Nel 2012 attraverso una sentenza di Cassazione i giudici misero in discussione il dispositivo della carcerazione preventiva – per chi era indagato per il reato di violenza sessuale – deciso con un provvedimento del Ministero alle Pari Opportunità retto da Mara Carfagna ai tempi in cui lo “stupro” in chiave etnica diventava tema sul quale si esercitavano teorie politiche securitarie e razziste.
La carcerazione preventiva non può avere niente a che fare con il nostro sistema giuridico che è un tantino più garantista di quello autoritario propagandato nei film americani in cui basta un’accusa e finisci in galera senza che tu abbia neppure il tempo di difenderti.
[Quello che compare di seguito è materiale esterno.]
PR #6163, opened 2026-03-31
feat(keeper): implement get secret by id or name

tiberiuv:
## Problem Statement

Keeper provider secret can only be retrieved by id. This is quite cumbersome when you have to deal with multiple environments and leads to a lot of config duplication.

## Related Issue

N/A

## Proposed Changes

Implement getting secret by name as well as id - maintaining the existing behavior first of getting by id and only if that fails we fallback to getting by name

## Checklist

## Overview
Adds ID-first then optional name/title fallback resolution for Keeper secrets (configurable via getByTitleFallback) so secrets can be retrieved by name when ID lookup yields no record, while preserving ID-first behavior.

## Changes

**providers/v1/keepersecurity/client.go**
- Added Client.getByTitleFallback bool and wired it from provider config.
- GetSecret now attempts findSecretByID(id); if it returns no record and getByTitleFallback is true, it falls back to findSecretByName(name, false). If both return no record, returns the provider "no secrets found" error.
- findSecretByID: when Keeper API returns zero records, now returns (nil, nil) so callers decide whether to treat it as an error.
- findSecretByName(name, onlyEsoSecretType bool): added parameter to optionally filter by externalSecretType; returns (nil, nil) on zero records.
- PushSecret and DeleteSecret now resolve names with findSecretByName(parts[0], true) to restrict name-based lookup to ESO secret type.
- Minor comment/formatting adjustments; GetSecretMap behavior unaffected.

**providers/v1/keepersecurity/client_test.go**
- Tests extended to include getByTitleFallback cases and new mocks for GetSecretsByTitleFn.
- Added tests for successful name fallback, multiple-title-match error, and other scenarios exercising the new control flow.
- Adjusted existing non-existing-secret test expectations to use the provider error constant.

**providers/v1/keepersecurity/provider.go**
- NewClient sets getByTitleFallback from KeeperSecurity provider config.

**APIs / CRDs / Docs**
- apis/externalsecrets/v1/secretstore_keepersecurity_types.go: added KeeperSecurityProvider.GetByTitleFallback bool (`json:"getByTitleFallback,omitempty"`).
- CRD schema updates: added optional spec.provider.keepersecurity.getByTitleFallback boolean in config/crds/... and deploy/crds/bundle.yaml.
- docs/api/spec.md: documented getByTitleFallback field.

## Impact
Backwards-compatible behavior: ID lookup remains primary; enabling getByTitleFallback allows name/title resolution as a fallback to reduce config duplication across environments. Tests added/updated; author reports tests pass.

### DIFF
--- a/.github/workflows/release.yml
+++ b/.github/workflows/release.yml
@@ -62,7 +62,7 @@ jobs:
         run: git checkout "$RESOLVED_SHA"
 
       - name: Create Release
-        uses: softprops/action-gh-release@153bb8e04406b158c6c84fc1615b65b24149a1fe # v2.6.1
+        uses: softprops/action-gh-release@b4309332981a82ec1c5618f44dd2e27cc8bfbfda # v3.0.0
         with:
           tag_name: ${{ github.event.inputs.version }}
           target_commitish: ${{ github.event.inputs.source_ref }}
@@ -156,7 +156,7 @@ jobs:
           image-tag: ${{ env.RELEASE_TAG }}
 
       - name: Update Release
-        uses: softprops/action-gh-release@153bb8e04406b158c6c84fc1615b65b24149a1fe # v2.6.1
+        uses: softprops/action-gh-release@b4309332981a82ec1c5618f44dd2e27cc8bfbfda # v3.0.0
         with:
           tag_name: ${{ github.event.inputs.version }}
           files: |
--- a/docs/api/generator/cloudsmith.md
+++ b/docs/api/generator/cloudsmith.md
@@ -31,12 +31,12 @@ Use these values when configuring the OIDC service in your Cloudsmith Workspace 
 
 ## Configuration Parameters
 
-| Parameter           | Description                                                              | Required |
-| ------------------- | ------------------------------------------------------------------------ | -------- |
-| `apiHost`          | The Cloudsmith API host. Defaults to `api.cloudsmith.io`.               | No       |
-| `orgSlug`          | The organization slug in Cloudsmith.                                    | Yes      |
-| `serviceSlug`      | The OIDC service slug configured in Cloudsmith.                         | Yes      |
-| `serviceAccountRef` | Reference to the Kubernetes service account for OIDC token exchange.    | Yes      |
+| Parameter           | Description                                                                   | Required |
+| ------------------- | ----------------------------------------------------------------------------- | -------- |
+| `apiHost`           | The Cloudsmith API host. Defaults to `api.cloudsmith.io`.                     | No       |
+| `orgSlug`           | The organization slug in Cloudsmith.                                          | Yes      |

La norma era dunque incostituzionale e come tale fu chiaramente ridimensionata. Gli anni dell’emergenza violenza sulle donne alimentati dalla destra e da un pezzo di centro/sinistra securitario e giustizialista avevano comunque lasciato traccia nella cultura che riguardava perfino mondi femministi non sospetti dove a momenti donne di sinistra e fasciste sembravano (in qualche caso lo sembrano tuttora grazie alla deriva securitaria dei movimenti…) parlare esattamente lo stesso linguaggio. I media avevano già colto quello che ora definisco in termini di brand che produceva indignazione, audience e accessi e quella notizia fu data con tutto il carico di sensazionalismo immaginabile dove mettere in discussione la carcerazione preventiva finiva per sembrare libertà e impunità per tutti gli stupratori.